6-foot-7, 265 pounds with 4.5 speed and a 38.5-inch vertical, Graham is still a freak athlete, even if he is set to turn 30 this week and some of those physical traits are beginning to decline. He'll certainly be an X-factor on Sunday, because let's be honest, who on the Eagles' defense is going to match up?

Don't dismiss the Seahawks' running game
After years of relying on Marshawn Lynch to pound the rock, the Seahawks' ground attack has been extremely dismal without Beast Mode in 2016. Seattle's offense ranks 30th in the NFL in rushing, and 31st with a 3.3 average per carry, proving that it's no fluke.

That being said, a shake-up is on the way. In fact, it already began last week, with third-round draft pick C.J. Prosise taking the bulk of the carries last Sunday. Prosise's role has been on the rise for three weeks now, with 24 carries for 98 yards and 12 catches for 173 yards. It was enough to allow the Seahawks to release leading rusher Christine Michael, and while Thomas Rawls returns from injury, he has not been effective.

Unlike Michael or Rawls, primarily between-the-tackles runners, Prosise is a more dynamic option.
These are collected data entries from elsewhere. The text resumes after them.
PR #780, opened 2025-01-23
Allow for non string features in method signature.

davidmoore1:
The method signature called for an array of strings.  The features include boolean types and perhaps others.   Changing the type to any removes errors being detected in the locations where it is called.


chrisvire (approved):
👍

PR #783, opened 2025-01-23
Crash on reading plan book selected

davidmoore1:
This fixes a crash on trying to process a reading plan made of tables.  We still have an issue that for this case, selecting chapter 1 is still returning the entire book from Proskomma


chrisvire (approved):
Better than before. I think the receiving all chapters is a separate issue that I will bring up today with Mark.

Issue #781, opened 2025-01-23
Content Menu References are not displayed correctly


davidmoore1:
They are currently displayed as the reference abbreviations in the contents.xml file.  Those should be resolved to text.

benpaj-cps:
Closed by #782.

PR #803, opened 2025-04-04
Issue #781 Fix problem with contents reference causing contents to not display

davidmoore1:
Previous change broke contents menu because async function wasn't handled properly

## Summary by CodeRabbit

- **New Features**
  - Enhanced reference text loading with an asynchronous caching mechanism, ensuring texts are fetched and displayed smoothly. The UI now handles dynamic loading states, providing a more efficient and responsive experience.


chrisvire (approved):
👍

chrisvire (changes requested):
Please use `{:then reference}` to capture the output and have loadReference return the current value.

PR #806, opened 2025-04-25
Feature/search dictionary

AslanRules738:
## Summary by CodeRabbit

- **New Features**
  - Introduced a dedicated lexicon search page with advanced search options, including accent and whole word matching.
  - Added batch display of lexicon entries and improved navigation between search results.
  - Enhanced clickable word links and styling in lexicon entry views.
- **Improvements**
  - Unified language and word list management using centralized language stores for a more consistent experience.
  - Updated sidebar navigation to handle program-specific search routing.
  - Improved layout and scroll handling for lexicon pages.
  - Applied consistent background and text color styling to list, alphabet, and navigation strip views using CSS variables.
  - Refined search form styling and conditional display based on program type.
  - Enhanced navigation strip styling and internal data sourcing from stores.
- **Bug Fixes**
  - Ensured correct handling of accent and tone search options.
- **Chores**
  - Updated dependency for "sql.js" to a newer version.


src/lib/components/LexiconEntryView.svelte
```diff
@@ -1,67 +1,49 @@
...
-            if (stmt.step()) {
-                result = stmt.getAsObject().xml;
-            }
-            stmt.free();
-            db.close();
+            let results;
+            const dynamicQuery = wordIds.map(() => `id = ?`).join(' OR ');
+            const dynamicParams = wordIds.map((id) => id);
+            results = db.exec(`SELECT xml FROM entries WHERE ${dynamicQuery}`, dynamicParams);
+            console.log('results:', results[0].values);
```
chrisvire, line 26: Remove debug console.log

chrisvire:
Here is some UX feed back:
* I don't like the highlighting of the alphabet characters in the LexiconAlphabetStrip when you tap on a letter. It is visually distracting. Also, it is wrong at times.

At least the Notre Dame product is more likely to turn the corner and catch a pass out of the backfield. The Eagles' run defense has been good and Seattle's ballcarriers disappointing, but that could be subject to change this Sunday.

Playing keep-away
Last week, the Eagles recalled their winning formula from earlier in the season. Run the football, move the chains, keep opposing offenses off of the field, and by doing all of that, control that clock. They're second only to Dallas for the season in time of possession.

That strategy is going to be a lot easier said than done this week though, as the Seahawks are allowing just 3.5 yards per carry, second-lowest in the NFL. That tends to make the whole ball-control offense much more difficult to execute, seeing as the Eagles are likely to find themselves in long third downs, and against a defense that's not anymore susceptible to the pass.

Yet the Eagles have to continue to run the ball regardless of how successful it is, if for no other reason than reduce the Seahawks' opportunities. Shorten the game, play the field-position battle, avoid turnovers, and there's no reason they can't keep things close. If they manage that, who knows, an upset may just be within reach.